Nonlinear solution condition and graphical representation The solution of a nonlinear solitary wave equation can be written as 
$$\phi(x)  = \pm v \tanh\left[\frac{m}{ \sqrt 2} (x-x_0)\right]$$
where the plus and minus refer to the kink and antikink solutions respectively and $x_0$ is a constant of integration. 
I don't understand the following claim

The energy density is localized near $x = x_0$ and goes to zero exponentially fast for $|x- x_0 | > 1/m$.

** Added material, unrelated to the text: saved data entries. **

PR #779, opened 2024-01-09
feat: Add support for BYO tracing_subscriber

justinabrahms:
Allows exfiltration of instrumentation from noosphere into handy places like otel syncs like:

```rust
    let tracer = opentelemetry_otlp::new_pipeline()
        .tracing()
        .with_trace_config(
            trace::config().with_resource(Resource::new(vec![KeyValue::new(
                "service.name",
                "my service",
            )])),
        )
        .with_exporter(opentelemetry_otlp::new_exporter().tonic())
        .install_batch(opentelemetry_sdk::runtime::Tokio)?;

    let otel = tracing_opentelemetry::layer().with_tracer(tracer);

    initialize_tracing_with_layer(None, "multi-tenant gateway", otel);

```

### DIFF
--- a/rust/noosphere-core/src/tracing.rs
+++ b/rust/noosphere-core/src/tracing.rs
@@ -256,6 +256,8 @@ mod inner {
         });
     }
 
+    /// Identical to [initialize_tracing], but provides the ability to add in
+    /// your own [Layer] for tracing.
     pub fn initialize_tracing_with_layer<T>(noosphere_log: Option<NoosphereLog>, layer: T)
     where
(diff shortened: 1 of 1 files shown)


cdata:
This looks like a good step in the right direction, although I still think we want a pattern where Noosphere-specific tracing behavior is encapsulated as its own `Layer`, and configuration of the `Subscriber` happens _outside_ of this code.

jsantell (dismissed):
With the wrangling of the multiple layer types, this is a nice & simple way of extending functionality. LGTM with lint passing!

jsantell (approved):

Can anyone explain this to me with a mathematical argument and graphical picture?
Please let me know if you need more information. Thanks in advance. 
EDIT:
The illustration  looks like:

Can we do it by Mathematica? 
Source: R. Rajamaran, Solitons and Instantons (North-Holland,Amsterdam, 1987) page no 21.
 A: The energy functional for $\phi^4$ theory is given by:
$$E(\phi) = \int_{-\infty}^{\infty} \varepsilon(\phi,x) dx = \int_{-\infty}^{\infty} \left[\frac12 |\nabla \phi(x)|^2 + \frac{m^2}{4v^2} (\phi(x)^2 - v^2)^2 \right] dx$$
If one substitute the kink or anti-kink solution to the energy density $\varepsilon(\phi,x)$, one
get
$$\varepsilon(\phi,x) = \frac{m^2v^2}{2 \cosh(\frac{m}{\sqrt{2}}(x-x_0))^4}$$
Since $\cosh(x) \sim \frac12 e^{|x|}$ for large $x$, we find
$$\varepsilon(\phi,x) \sim 8m^2v^2 e^{-2\sqrt{2}m |x-x_0|}\quad\text{ as }\quad x \to \pm \infty$$
To understand the exponential behavior for large $x$, let us look at the 
equation of motion of $\phi$ derived from varying the energy functional:
$$\frac{\delta E(\phi)}{\delta \phi} = 0 
\quad\implies\quad
-\frac{d^2\phi(x)}{dx^2} + \frac{m^2}{v^2}\phi(x)(\phi(x)^2 - v^2) = 0\tag{*}
$$
For concreteness, let us look as the case where $\phi(x)$ is the kink solution 
and $x$ is large and positive. We know $\phi(x) \to v$ as $x \to +\infty$.
This suggest us rewrite $\phi(x)$ as $v + \eta(x)$ and expand $(*)$ in powers 
of  $\eta(x)$, we obtain:
$$-\frac{d^2\eta(x)}{dx^2} + 2 m^2 \eta(x) + O(\eta(x)^2) = 0$$
This implies for large positive $x$, $\eta(x)$ falls off exponentially as $e^{-\sqrt{2}m x}$. If we do the same thing to the energy density, we find:
$$\varepsilon(\phi,x) \sim \frac12 |\nabla \eta(x)|^2 + m^2 \eta(x)^2 + O(\eta(x)^3)$$
Since the leading dependence of $\eta(x)$ in the energy density is quadratic, $\varepsilon(\phi,x)$ falls off twice as fast as $\phi(x)$, i.e. exponentially as $e^{-2\sqrt{2}m x}$. The is what we have obtained before by an explicit computation of $\varepsilon(\phi,x)$.